__GOAL OF THE EXERCISE__:
Your job is to report every line of the entries that has "cargo".

========================================

PR #851, opened 2025-11-25
[WIP] curve: enable the `unreachable_pub` lint

tarcieri:
In #850 I noticed there are a lot of places that internal types are currently marked `pub` which is a bit confusing when trying to reason about whether APIs allow for violating invariants.

This enables the `unreachable_pub` lint which can automatically check for such situations. Most of them were corrected automatically using `cargo fix`


tarcieri:
Note: I only ran `cargo fix` on the 64-bit soft backend. There's so much conditional compilation it might be a bit difficult to track down all the places this lint is being violated.

tarcieri:
Per #855 I guess this shouldn't apply to anything in the `backend` module since that contains documentation which is published to docs.rs (or at least, we should wait for that to be merged so we can test docs.rs rendering)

========================================

__TASK OUTPUT__:
This enables the `unreachable_pub` lint which can automatically check for such situations. Most of them were corrected automatically using `cargo fix`
Note: I only ran `cargo fix` on the 64-bit soft backend. There's so much conditional compilation it might be a bit difficult to track down all the places this lint is being violated.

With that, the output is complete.